Electronic components are used to perform various functions, for example, to store data, to process data, and to communicate data. However, for such electronic components to function cooperatively, they need to be able to communicate among each other. Various signaling techniques have been developed to facilitate such communication. One such signaling technique is referred to as single-ended signaling. In single-ended signaling, a single wire, which may be any type of conductive path, may be used to communicate a signal by varying a parameter, such as a voltage on that wire with respect to a reference voltage, such as ground. Such a reference voltage may be used as a common reference voltage for several single-ended signals. Another type of signaling technique is referred to as differential signaling. In differential signaling, two wires, which may be any type of conductive paths, may be used to communicate a signal by varying a parameter of one of the wires with respect to a parameter of the other wire. Such signaling is referred to as differential signaling. The meaning or value of a signal communicated using a differential signaling system is typically determined by comparison of the parameters of the wires relative to each other, rather than relative to a common reference voltage.

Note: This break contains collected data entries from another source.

PR #2208, opened 2026-01-08
Replace unmaintained `bincode` dependency with `wincode` for serialization/deserialization

ocean:
`bincode` has been marked as unmaintained ([RUSTSEC-2025-0141](https://rustsec.org/advisories/RUSTSEC-2025-0141.html)).

This commit replaces it with [`wincode`](https://crates.io/crates/wincode), which:
- Maintains full wire protocol compatibility with `bincode`
- Is actively maintained by the [Anza XYZ team](https://crates.io/users/anza-team)
- Offers better performance according to benchmarks

### DIFF
--- a/libsql-replication/src/generated/proxy.rs
+++ b/libsql-replication/src/generated/proxy.rs
@@ -180,7 +180,7 @@ pub struct Description {
 #[allow(clippy::derive_partial_eq_without_eq)]
 #[derive(Clone, PartialEq, ::prost::Message)]
 pub struct Value {
-    /// / bincode encoded Value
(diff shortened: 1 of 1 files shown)


ocean:
Much harder than I thought as this has broken the Go bindings in `go-libsql` in the tests, due to bytecode incompatibility of the serialization output from `postcard`, hence I have marked this as draft while thinking about it, as well as giving time for smarter people to join in.

ocean:
After further investigation, I've now replaced `bincode` with `wincode` as discussed in the main PR text. Let's see if the tests pass now.

PR #2219, opened 2026-03-18
Docs: Enhance USER_GUIDE with JWT authentication and key generation

Andres6936:
Added complete Javascript/Typescript examples to the documentation for generating Ed25519 keys, signing JWTs with the `jose` library, and authenticating the `@libsql/client`, including token expiration details.


Andres6936:
tap, tap, tap, this is working...?

PR #2230, opened 2026-04-22
Reset replication endpoint

sle-c:


sle-c:
close, needs testing before opening on the source project

PR #2237, opened 2026-05-18
Update SQLite to 3.47.2

azizcodesthings:
## Summary
- update the vendored SQLite source tree to 3.47.2
- preserve libSQL-specific parser, shell, pager, WAL, and planner integrations during the upstream merge
- regenerate bundled sqlite3 amalgamations, headers, and Rust bindgen outputs

## Test plan
- cargo xtask build-bundled
- LIBSQL_DEV=1 LIBSQLITE3_SYS_BUNDLING=1 cargo check -p libsql-ffi
- LIBSQL_DEV=1 LIBSQLITE3_SYS_BUNDLING=1 cargo check -p libsql-ffi --features session
- ./libsql-sqlite3/libsql -version

## Notes
- build/checks emit existing generated-C warnings for ALIGN macro redefinition and a non-void generated function return path
- configure warns that Tcl regression tests cannot run locally because no tclConfig.sh was found


penberg:
Fixed by https://github.com/tursodatabase/libsql/pull/2240

PR #2252, opened 2026-06-30
savepoint forget hook

jussisaurio:


libsql-sqlite3/src/pager.c
```diff
@@ -7066,6 +7066,14 @@ int sqlite3PagerSavepoint(Pager *pPager, int op, int iSavepoint){
     nNew = iSavepoint + (( op==SAVEPOINT_RELEASE ) ? 0 : 1);
     for(ii=nNew; ii<pPager->nSavepoint; ii++){
       sqlite3BitvecDestroy(pPager->aSavepoint[ii].pInSavepoint);
+      if( pagerUseWal(pPager)
```
sivukhin, line 7068: Is it bit more safer to cal `xSavepointForget` before any destruction from SQLite? Just worry that if SQLite will add some `sqlite3DataDestroy(pPager->aSavepoint[ii].aWalData)` later here - we will screw up with ordering

sivukhin (approved):
If this is eps-effort - should we ask clanker to write simple tests which will check that savepoint methods will be called in some expected order for some statements?

PR #2255, opened 2026-07-12
libsql-server: Don't fail namespace load on corrupt stats file

### LINKED ISSUE #2254: Database getting corrupted on power loss
Database getting corrupted, there was a powerloss, the database got currepted, even when there were no active transaction being written, had to remove it.
sqlite and sql database like mariadb completely fine.

Error: Internal Error: `EOF while parsing a value at line 1 column 0`

Caused by:
    EOF while parsing a value at line 1 column 0

penberg:
If the server loses power, the stats file can end up empty because the stats persist loop did not sync the file to disk before renaming it over the old one. On restart, the stats file failed to parse, which errored out namespace load, and took the whole server down:

    Error: Internal Error: `EOF while parsing a value at line 1 column 0`

    Caused by:
        EOF while parsing a value at line 1 column 0

Stats are disposable telemetry, so fall back to default stats with a warning when the stats file does not parse, and sync the stats file to disk before renaming it to close the truncation window.

Fixes #2254

### DIFF
--- a/libsql-server/src/stats.rs
+++ b/libsql-server/src/stats.rs
@@ -246,7 +246,18 @@ impl Stats {
         let stats_path = db_path.join("stats.json");
         let mut this = if stats_path.try_exists()? {
             let data = tokio::fs::read_to_string(&stats_path).await?;
-            serde_json::from_str(&data)?
+            match serde_json::from_str(&data) {
+                Ok(stats) => stats,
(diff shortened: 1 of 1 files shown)


janus-reith:
@penberg Just ran into this. Any chance of getting this reviewed and into a version tagged release?

PR #2265, opened 2026-08-03
libsql-ffi: Fix Windows build with encryption feature enabled

sreejsanas:
When the encryption feature is enabled, `copy_with_cp` copies the `SQLite3MultipleCiphers` directory into OUT_DIR. `cp` isn't available on Windows, so it falls back to `fs::copy`, which cannot copy a directory.

The previous fallback only routed to `copy_dir_all` when `fs::copy` returned `ErrorKind::InvalidInput`, but Windows returns `PermissionDenied` for a directory, so the copy was never retried and the build failed.

Detect directories explicitly with `is_dir()` instead of relying on a platform-specific error kind. Unix/macOS/Nix behavior is unchanged.

### DIFF
--- a/libsql-ffi/build.rs
+++ b/libsql-ffi/build.rs
@@ -88,11 +88,9 @@ fn copy_with_cp(from: impl AsRef<Path>, to: impl AsRef<Path>) -> io::Result<()> 
         .status()
     {
         Ok(status) if status.success() => Ok(()),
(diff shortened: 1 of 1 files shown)


sreejsanas:
@jussisaurio Is it possible to merge this into 0.10 release? this fails windows builds when encryption is enabled on libsql.

Windows checks job is failing with visual studio not installed, i did verify this change on macos/linux/windows(x86_64, arm64)/ios too locally

PR #6187, opened 2021-03-07
Gun fire delay, grille, and wall mount adjustments.

PetMudstone:
### Purpose
- Replaces the FireRate variable in Gun.cs with FireDelay, which is the time in seconds that a gun can fire again as opposed to FireRate being how many times a gun can fire in a second. Done as FireDelay is more similar to how /tg/ (and CM) does it.
  - Tweaks for fire delays across the board.
- Makes broken grilles less durable. Stops bullets from colliding with them.
- _Hopefully_ makes wall-mounted objects no longer block projectiles
- Makes air meters no longer block movement.

### DIFF
--- a/UnityProject/Assets/Scripts/Items/Weapons/Gun.cs
+++ b/UnityProject/Assets/Scripts/Items/Weapons/Gun.cs
@@ -130,10 +130,10 @@ namespace Weapons
 		public AddressableAudioSource DryFireSound;
 
 		/// <summary>
-		/// The amount of times per second this weapon can fire
+		/// The time in seconds before this weapon can fire again.
 		/// </summary>
-		[Tooltip("The amount of times per second this weapon can fire")]
-		public double FireRate;
+		[Tooltip("The time in seconds before this weapon can fire again.")]
+		public double FireDelay = 0;
 
 		/// <summary>
 		/// If suicide shooting should be prevented (for when user inadvertently drags over themselves during a burst)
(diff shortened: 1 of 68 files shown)


UnityProject/Assets/Scripts/Items/Weapons/Gun.cs
```diff
@@ -130,10 +130,10 @@ protected StandardProgressActionConfig ProgressConfig
 		public AddressableAudioSource DryFireSound;
 
 		/// <summary>
-		/// The amount of times per second this weapon can fire
+		/// The time in seconds before this weapon can fire again.
 		/// </summary>
-		[Tooltip("The amount of times per second this weapon can fire")]
-		public double FireRate;
+		[Tooltip("The time in seconds before this weapon can fire again.")]
+		public double FireDelay = 0;
```
corp-0: is zero a good default delay?

PetMudstone: Honestly, no. Will change to 0.5 right now (which is similar to how fast guns with 0 delay fire in /tg/ due to lag and stuff, actually).

UnityProject/Assets/Scripts/Items/Weapons/Gun.cs
```diff
@@ -842,7 +842,7 @@ private void DequeueAndProcessServerShot()
 			if (shooter == PlayerManager.LocalPlayer)
 			{
 				//this is our gun so we need to update our predictions
-				FireCountDown += 1.0 / FireRate;
+				FireCountDown = FireDelay;
```
corp-0: I remember something about Autumn saying this should keep the +=

PetMudstone: Plus sign added (properly this time).

Bod9001:
can't work out why tests are failing Shall I merge?

ThatDan123:
maybe open and run it in editor just to make sure there isnt a compilation error

corp-0:
if it has been reran and still failed, then most likely it has compiling errors.

PR #6205, opened 2021-03-08
Readded blood effects

ThatDan123:
Readded blood effects and moved sickness to base health script instead of player


corp-0:
nice. In all honesty I want PlayerHealth to vanish and make all creatures follow the same rules.

PR #6215, opened 2021-03-09
NPC AI Fixes and adjustments

Bobtheapple:
Fixed Hostile AIs to play sounds properly, using an async rather than a coroutinue to reduce allocations.  Removed many uses of transform references and replaced them with register tile references.

I also rebased MobMeleeAttack on MobMeleeAction and  FaceHuggerAi on GenericHostileAI.   These scripts had a lot of overlap, doing this simplified them greatly.  MobMeleeAction was made more configurable by subdividing CheckForTargetAction into methods for validating the target, always acting on target, acting on players, acting on npcs, and acting on tiles.  This will allow programmers to more easily add mobs that act generally like another mob, but interact differently with one group of targets.  Also, in the process some AI bugs were potentially fixed.

Fixed some health stuff from the health update.

### DIFF
--- a/UnityProject/Assets/Scripts/NPC/AI/Friendly/CatAI.cs
+++ b/UnityProject/Assets/Scripts/NPC/AI/Friendly/CatAI.cs
@@ -90,7 +90,7 @@ namespace Systems.MobAIs
 				if (coll.GameObject == null) continue;
 
 				if (coll.GameObject != gameObject && coll.GameObject.GetComponent<MouseAI>() != null
-				                                  && !coll.GameObject.GetComponent<LivingHealthBehaviour>().IsDead)
+				                                  && !coll.GameObject.GetComponent<LivingHealthMasterBase>().IsDead)
 				{
 					return coll.GameObject.GetComponent<MouseAI>();
 				}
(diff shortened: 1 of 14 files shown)


UnityProject/Assets/Scripts/NPC/AI/Friendly/CatAI.cs
```diff
@@ -90,7 +91,7 @@ private MouseAI AnyMiceNearby()
 				if (coll.GameObject == null) continue;
 
 				if (coll.GameObject != gameObject && coll.GameObject.GetComponent<MouseAI>() != null
-				                                  && !coll.GameObject.GetComponent<LivingHealthBehaviour>().IsDead)
+				                                  && !coll.GameObject.GetComponent<LivingHealthMasterBase>().IsDead)
```
corp-0: are mobs using the new health classes now? I think you need to add raceData and the list of organs, I might be wrong though.

UnityProject/Assets/Scripts/NPC/AI/MobMeleeAction.cs
```diff
@@ -9,20 +9,20 @@
...
 	public class MobMeleeAction : MobFollow
 	{
 		[Tooltip("If a player gets close to this mob and blocks the mobs path to the target," +
-		         "should the mob then focus on the human blocking it?. Only works if mob is targeting" +
-		         "a player originally.")]
+				 "should the mob then focus on the human blocking it?. Only works if mob is targeting" +
+				 "a player originally.")]
 		[SerializeField]
-		private bool targetOtherPlayersWhoGetInWay = true;
+		public bool targetOtherPlayersWhoGetInWay = true;
```
corp-0: if your intention was to make these accesible to the children classes, use ``protected`` instead. If you're getting this from another place, add a public property that returns the private value.

Bobtheapple:
I wasn't aware that we'd be keeping both health engines, that certainly complicated things a bit.  Now the code will be able to handle that.

ThatDan123:
We're not planning to keep both systems, it just the mobs haven't been transferred over

Bobtheapple:
Ah, okay, well this code will be pretty easy to simplify down when the change happens then, and I made it so that it will work on npcs that have either health system.

Bod9001:
is good to merge?

PR #6217, opened 2021-03-09
Electrocution Damage

ThatDan123:
-Readded electrocution for players
-Examine text for non players readded
-Made supermatter trigger sound every 15 seconds now

Supermatter sounds are still broken on staging, havent got any idea why, followed all the steps to add sounds and everything looks right in the addressables project

### DIFF
--- a/UnityProject/Assets/Scripts/HealthV2/Living/LivingHealthMasterBase.cs
+++ b/UnityProject/Assets/Scripts/HealthV2/Living/LivingHealthMasterBase.cs
@@ -2,6 +2,7 @@
 using System.Collections;
 using System.Collections.Generic;
 using System.Linq;
+using System.Text;
 using Systems.Atmospherics;
 using Chemistry;
 using Health.Sickness;
@@ -755,10 +756,59 @@ namespace HealthV2
 			healthStateController.SetFireStacks(0);
 		}
 
-		public virtual string GetExamineText()
+		#region Examine
+
+		public string GetExamineText()
 		{
-			return "Weeee";
+			if (this is PlayerHealthV2)
+			{
+				// Let ExaminablePlayer take care of this.
+				return default;
+			}
+
+			// Assume animal
+			var healthString = new StringBuilder("It is ");
+
+			if (IsDead)
+			{
+				healthString.Append("limp and unresponsive; there are no signs of life");
+
+				healthString.Append("...");
+
+				return healthString.ToString();
+			}
+
+			healthString.Append($"{ConsciousState.ToString().ToLower().Replace("_", " ")} and ");
+
+			var healthFraction = OverallHealth / maxHealth;
+			if (healthFraction < 0.2f)
+			{
+				healthString.Append("heavily wounded.");
+			}
+			else if (healthFraction < 0.6f)
+			{
+				healthString.Append("wounded.");
+			}
+			else
+			{
+				healthString.Append("in good shape.");
+			}
+
+			if (respiratorySystem != null && respiratorySystem.IsSuffocating)
+			{
+				healthString.Append("having trouble breathing!");
+			}
+
+			// On fire?
+			if (FireStacks > 0)
+			{
+				healthString.Append("And is on fire!");
+			}
+
+			return healthString.ToString();
 		}
+
+		#endregion
 
 		#region Sickness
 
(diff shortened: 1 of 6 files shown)


corp-0:
> Supermatter sounds are still broken on staging, havent got any idea why, followed all the steps to add sounds and everything looks right in the addressables projec

do they work when local testing?

UnityProject/Assets/Scripts/HealthV2/Living/LivingHealthMasterBase.cs
```diff
@@ -755,11 +756,60 @@ public void Extinguish()
...
+			}
+
+			// Assume animal
+			var healthString = new StringBuilder("It is ");
+
+			if (IsDead)
+			{
+				healthString.Append("limp and unresponsive; there are no signs of life");
+
+				healthString.Append("...");
```
corp-0: you could add the three dots to the line before this one, no?

UnityProject/Assets/Scripts/HealthV2/Living/LivingHealthMasterBase.cs
```diff
@@ -755,11 +756,60 @@ public void Extinguish()
...
+				healthString.Append("wounded.");
+			}
+			else
+			{
+				healthString.Append("in good shape.");
+			}
+
+			if (respiratorySystem != null && respiratorySystem.IsSuffocating)
+			{
+				healthString.Append("having trouble breathing!");
```
corp-0, line 797: this will appear next to the previous line, right after the period.
```suggestion
				healthString.Append(" Having trouble breathing!");
```

UnityProject/Assets/Scripts/HealthV2/Living/LivingHealthMasterBase.cs
```diff
@@ -755,11 +756,60 @@ public void Extinguish()
...
+			}
+
+			// On fire?
+			if (FireStacks > 0)
+			{
+				healthString.Append("And is on fire!");
```
corp-0:
```suggestion
				healthString.Append(" And is on fire!");
```

UnityProject/Assets/Scripts/HealthV2/Living/PlayerHealthV2.cs
```diff
@@ -196,5 +199,166 @@ private void ApplyStartingAllergies()
 		}
 
 		#endregion
+
+		#region Electrocution
```
corp-0, line 203: I heavily dislike how hardcoded this is and much prefer the interface approach it had before when Nooney first PRed.

UnityProject/Assets/Scripts/HealthV2/Living/LivingHealthMasterBase.cs
ThatDan123: theres already a space before it in: 

```healthString.Append($"{ConsciousState.ToString().ToLower().Replace("_", " ")} and ");```

File: UnityProject/Assets/Scripts/HealthV2/Living/PlayerHealthV2.cs (hunk 4 above)
Comment (ThatDan123) [reply UnityProject/Assets/Scripts/HealthV2/Living/PlayerHealthV2.cs:203]: I just copied it over from the old health, i'll put it on the to do list

File: UnityProject/Assets/Scripts/HealthV2/Living/LivingHealthMasterBase.cs (hunk 3 above)
Comment (NoooneyDude) [inline UnityProject/Assets/Scripts/HealthV2/Living/LivingHealthMasterBase.cs]:
```suggestion
				healthString.Append("and is on fire!");
```
suggestion V2 ; )

ThatDan123: humm, but the last added string has punctuation at the end, so it would be And

NoooneyDude: Which last string? You mean the having trouble breathing? It is overwritten if on fire, as I consider that to be of more importance.

NoooneyDude: Sorry... nevermind. That used to be the old behaviour.

PR #6219, opened 2021-03-09
MaterialStorage refactor

Aranclanos:
### Purpose
Refactors the MaterialStorage class to have less bloat, be more organized and remove copypasted code in autolathe and exosuit fabricator code.
The crafting manager will now handle the type of materials that all machines will accept all across the board, setting a common base for the material silo.

On a player perspective there are no noticeable changes


UnityProject/Assets/Scripts/Objects/ExosuitFabricator.cs
```diff
@@ -47,43 +47,26 @@ public enum ExosuitFabricatorState
...
-					if (Validations.HasItemTrait(interaction.HandObject, material))
-					{
-						InsertedMaterialType = material;
-						return true;
-					};
-				}
+				return true;
 			}
-
 			return false;
```
joelhed, line 70: Can be simplified further to
```c#
return InsertedMaterialType != null;
```

PR #6223, opened 2021-03-10
fixes a few issues with surgery

Bod9001:
fixes error with null health
you now can implant in root body parts
you can cancel surgeries with cautery

### Changelog:
CL: you can cancel surgeries with cautery


UnityProject/Assets/Scripts/HealthV2/Living/LivingHealthMasterBase.cs
```diff
@@ -357,6 +357,11 @@ public float GetTotalBurnDamage()
 			return toReturn;
 		}
 
+		public void AddBodyPartToRoot()
+		{
+
+		}
```
ThatDan123, line 363: Empty method?

Bod9001: ok will note

PR #6224, opened 2021-03-10
Mineral silos

Aranclanos:
### Purpose
Adds the material silo, also known as the ore silo. This early implementation of the machine, if added on the maps, will link autolathes and exosuit fabricators with itself, making them use the minerals inside the silo.
The silo has an infinite storage space.
Storing minerals on machines linked to the silo will store them in the silo.
In case of the silo not existing or being destroyed, the machines will use their own storage.
The original name is ore silo but they dont actually store ores so I assumed a namechange would be fitting.

### Notes
There's no way to remove minerals from the silo using the silo itself as it has no interface
It is impossible to build one
Admin spawned silos won't link existing machines and will only link with ones spawned afterwards


PerfectTangent:
First, rad.
Can multi tools be used to change the links?
What happens if there's more than 1 silo at round start?

Aranclanos:
no multitool implementation at the moment
the one who gets the Awake() called last will be the one picked to be the station's silo

Bod9001:
looks like compile fail?

PR #6245, opened 2021-03-14
New Health Commenting and Tweaks

Bobtheapple:
### Purpose
With the new health system update, I noticed some understandable confusion regarding how everything works now.  I've decided to go through and comment the new code to help clarify as much as possible the new systems, also fixed some camelCase/PascalCase and tweaked some of the wording/grammar.  In the process, I've encountered a few bugs and oversights which I've also addressed

### Notes:
This is a large chunk of the commenting out of the way, hopefully this will help cut down on the confusion.  There is still a lot to go through, but I figured I'd put up what I have for now.  If I have misunderstood how anything works, don't hesitate to correct the comments

### Changelog:
(Roughly in order of significance)
General
* ImplantUpdate and ImplantPeriodicUpdate were changed to longer take a HealthMaster as a parameter.  If an update requires the passing of a Health Master, an organ should always pass its own, not one it receives.  Otherwise you could end up with a case where someone's heart literally beats for another.

Lungs, RespiratorySystem, and RespiratoryInfo
CL: Made lungs no longer expel desired reagent from the blood stream
CL: Generalized a several things that were hard coded for oxygen and co2.
* Moved HandleBreathing to RespiratorySystemBase
* Separated Breathe into three methods, TryBreathing(), BreatheIn(), and BreatheOut()
* Added a new method on RepiratorySystemBase, GasExchange(), to handle swaping gases from atmos to blood
* Removed RespiratoryInfo, all of its functions are now handled by the lung itself as per the comments

BodyPartDamage.cs
CL:  Added the ability to split damage among contained organs to TakeDamage(), removed oxy damage as per comment to prevent child organs from suffering greatly magnified oxy damage during suffocation

HealthStateController.cs
CL: Made the overallHeathSync initialize as MaxHealth, rather than a hard coded 100.

LivingHealthMasterBase.cs
* Commented out the unused AvailableBlood and bodyPartContainers to reduce confusion
CL: Fixed a bug where ChangeFireStacks could set fireStacks to less than on fire or more than maxFireStacks

UI_HeartMonitor.cs
CL:  Made reported positive wound states relative to max health to be consistent with examine
CL:  Fixed a bug where heart monitor would not detect states lower than injured

CharacterSettings.cs
CL: Added Themself pronoun

BodyPart.cs
* HealthMaster, IsSurface, Storage, BodyPartType, and LimbSpriteData PascalCase was corrected

RootBodyPartContainer.cs
* IsSurfaceSprite PascalCase was corrected
* NewSpite changed to NewSprite
* Reorganized TakeDamage() and changed SplitDamage to damageSplit

BodyPartBlood.cs
*  isBloodReagentConsumed PascalCase was corrected

CirculatorySystemBase.cs
* UseBloodPool changed to UsedBloodPool


ThatDan123:
Test fail reason:

Can't load asset HumanRespiratoryInfo.asset. Maybe linked ScriptableObject script is missing?

  Expected: <empty>
  But was:  < "Assets/Resources/ScriptableObjects/Health/RespiratoryInfo/HumanRespiratoryInfo.asset" >at

corp-0:
Havent read the code yet because I’m on my phone but I think organs taking oxydamage is intended, it simulates one of the most important tasks of blood, that is moving oxygen in blood stream.

Bobtheapple:
Sorry, didn't make that note clear.  What TakeDamage() does is deals damage to a body part and then also does that damage to the body part's children, and it is called whenever damage is to be applied to a body part.  All body parts automatically deal themselves damage when they lack oxygen.  So without this change, when low on oxygen all body parts would take damage, then all children of body parts would take damage again, then if its a child of a child it would take damage a third time, so that body parts take oxygen damage equal to N*Damage, where N is their depth.  (Less then that technically due to the armor calculation)  This change makes it so when each body part is low on oxygen it damages itself and only itself.

corp-0:
Ahh, I understand now.

> (Less then that technically due to the armor calculation)

That damage is supposed to be of type Internal, so it is not reduced by armor.

corp-0:
> Made lungs no longer expel desired reagent from the blood stream

what does this mean?

Bobtheapple:
How it was set up was that lungs would dump all gases (including oxygen) from the blood they were processing each time it exhaled, and then take in the as much oxygen as possible (up to the maximum amount the blood can hold) from the atmosphere when it inhaled.  This meant that as soon as the creature entered a low oxygen environment, the lungs would start dumping oxygen and taking in nothing, effectively becoming a detriment to survival.  In real life, the lungs do not do this do, you generally retain all the oxygen remaining in your bloodstream until it is converted into CO2 due to how the concentration gradients work, holding your breath, etc.  This change makes so that the lungs check to make sure that when they dump gases they don't dump the oxygen (or whatever the blood reagent that the lungs are configured to work off of).  They still only fill up to the blood capacity.

In testing this didn't seem to affect the survival time very much, the main limiting factor in surviving in low oxygen appears to be the rate that all you body parts consume your oxygen pool, not the rate the lungs was dumping it.  In theory though this lets a creature survive in space for a little longer and recover from low oxygen a little faster, and makes having multiple lungs more of a benefit and less of a problem.

UnityProject/Assets/Scripts/HealthV2/Living/Respiration/RespiratorySystemBase.cs
```diff
@@ -100,83 +84,82 @@ private void MonitorSystem()
 			}
 		}
 
-		private bool Breathe(IGasMixContainer node)
+		public void GasExchange(GasMix atmos, ReagentMix blood, ReagentMix toProcess, bool takeFromBlood = false)
```
corp-0, line 87: the if feels weird. We only use one of the arguments of the function or the other based on that if. Wouldn't an overload make more sense here?

corp-0:
I updated your description. Use ``CL:`` only for changes that are relevant for the end user.

Bobtheapple:
Hmmm, has more weirdness going on then I thought, converting this to a draft while I work out a few things.

Bobtheapple:
Will be back with something a lot more thorough soon

PR #6252, opened 2021-03-15
adds crawling

### LINKED ISSUE #4960: The ability to lie down and crawl on command using the REST button.
## Description
Now that health has been merged, resting as a feature needs to be developed for a variety of activities.

In /tg/, you can lie down on the floor by clicking on the REST button. Surgery should not be conducted on standing individuals, and should require them to be resting. The surrender emote also requires resting for it to be properly implemented.

image

Lying down on the floor allows you to crawl around slowly. A special crawling sound plays when you do this. While lying down, projectiles will fly over you unless whoever is firing them clicks directly on you. You can also pass through certain objects while lying down. For example, you can only pass onto the same tile airtight flaps are on if you are lying down.

Airtight_Flaps_Prone_Passage

You can click the REST button again while lying down to get back up onto your feet after a second or two. You will fail to get up if you abruptly move, such as if you're on an active conveyor belt.
Related to #4665.

Resting will also allow players to properly benefit from resting in beds, providing anyone with a rudimentary treatment method. Resting is also closely related with #6238

Bod9001:
fixes #4960
### Notes:
the bullets passing over and healing isn't implement it the rest is

### Changelog:
CL: you can now crawl around


Aranclanos:
can probably remove ServerLayDown() and ServerStandUp() and its variants

Bod9001:
need the ServerStandUp since I can't pass arguments with it with the progress bar

UnityProject/Assets/Scripts/HealthV2/Living/PlayerHealthV2.cs
```diff
@@ -119,6 +120,18 @@ protected override void Gib()
 			playerNetworkActions.ServerSpawnPlayerGhost();
 		}
 
+		bool RegisterPlayer.IControlPlayerState.AllowChange(bool rest)
+		{
+			if (ConsciousState == ConsciousState.CONSCIOUS)
```
corp-0: why not return ``ConsciousState == ConsciousState.CONSCIOUS`` ?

Driver circuits used to produce the signals communicated between electronic components have generally been designed to provide either single-ended signaling or differential signaling, but have not generally been capable of selectably providing both types of signaling. Thus, single-ended driver circuits have not generally been compatible with differential signaling systems, and differential driver circuits have not generally been compatible with single-ended signaling systems.
To reduce reflections and other unwanted distortion of signals, the wires to which signals are applied are sometimes terminated with an appropriate termination impedance. An additional difficulty that relates to single-ended and differential signaling is that different types of terminations are sometimes used with single-ended signaling and differential signaling. For example, for single-ended signaling, a wire used for signaling preferably is center terminated (e.g., with one terminating element coupled from the wire to a first reference voltage and another terminating element coupled from the wire to a second reference voltage). As a counterexample, for differential signaling, each wire used for signaling preferably is terminated with a single terminating element coupled to a single reference voltage. Therefore, it is difficult to apply one termination scheme that optimizes performance for both types of signaling systems.
FIG. 1 is a drawing including schematic diagrams of single-reference terminations and a center termination in accordance with the prior art. In a first example of a single-reference termination illustrated in FIG. 1, wire 103 is coupled to terminating element 102, which is coupled to a first reference voltage 101. In a second example of a single-reference termination illustrated in FIG. 1, wire 104 is coupled to terminating element 105, which is coupled to a second reference voltage 106. In an example of a center termination illustrated in FIG. 1, wire 109 is coupled to terminating elements 108 and 110. Terminating element 108 is coupled to first reference voltage 107, while terminating element 110 is coupled to second reference voltage 111.
Drivers for single-ended signaling systems have not provided compatibility with differential signaling systems, and drivers for differential signaling systems have not provided compatibility with single-ended signaling systems, thereby increasing manufacturing costs and inventory requirements. Thus, neither the single-ended nor differential signaling techniques of the past have provided the flexibility to overcome these difficulties and limitations. Therefore, what is needed is a method and apparatus to overcome the disadvantages described above.